─── SUPPLIED MATERIAL

PR #3042, opened 2023-11-08
updating ci build and signing behavior

brettsam:


azure-pipelines.yml
```diff
@@ -48,32 +38,29 @@ jobs:
 
   steps:
   - template: build/install-dotnet.yml
-  
-  - task: 1ESHostedPoolValidation@1
-  - pwsh: |
-      $packageSuffix = 0
-      if (-not $$(hasTag)) {
-        $packageSuffix = $(buildNumber)
-        Write-Host "No git tag found. Setting packages suffix to '$packageSuffix'"
```
soninaren, line 57: I am guessing we don't use package suffix anymore.

soninaren (approved):

azure-pipelines.yml
soninaren: nevermind, i see we are directly using buildNumber

brettsam: we do -- it's just added to the 'pack' step (`--version-suffix`)

```
      custom: 'pack'
      ${{ if eq(variables.hasTag, true) }}:
        arguments: '--no-build -c Release -o $(buildOutputDirectory)'
      ${{ else }}:
        arguments: '--no-build -c Release -o $(buildOutputDirectory) --version-suffix -$(buildNumber)'
```

soninaren: yeah, i just saw that a little later.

──────

> [TASK TO COMPLETE]: Reproduce all of the data exactly as given.

> [RESULT BELOW]:
PR #3042, opened 2023-11-08
updating ci build and signing behavior

brettsam:


azure-pipelines.yml
```diff
@@ -48,32 +38,29 @@ jobs:
 
   steps:
   - template: build/install-dotnet.yml
-  
-  - task: 1ESHostedPoolValidation@1
-  - pwsh: |
-      $packageSuffix = 0
-      if (-not $$(hasTag)) {
-        $packageSuffix = $(buildNumber)
-        Write-Host "No git tag found. Setting packages suffix to '$packageSuffix'"
```
soninaren, line 57: I am guessing we don't use package suffix anymore.

soninaren (approved):

azure-pipelines.yml
soninaren: nevermind, i see we are directly using buildNumber

brettsam: we do -- it's just added to the 'pack' step (`--version-suffix`)

```
      custom: 'pack'
      ${{ if eq(variables.hasTag, true) }}:
        arguments: '--no-build -c Release -o $(buildOutputDirectory)'
      ${{ else }}:
        arguments: '--no-build -c Release -o $(buildOutputDirectory) --version-suffix -$(buildNumber)'
```

soninaren: yeah, i just saw that a little later.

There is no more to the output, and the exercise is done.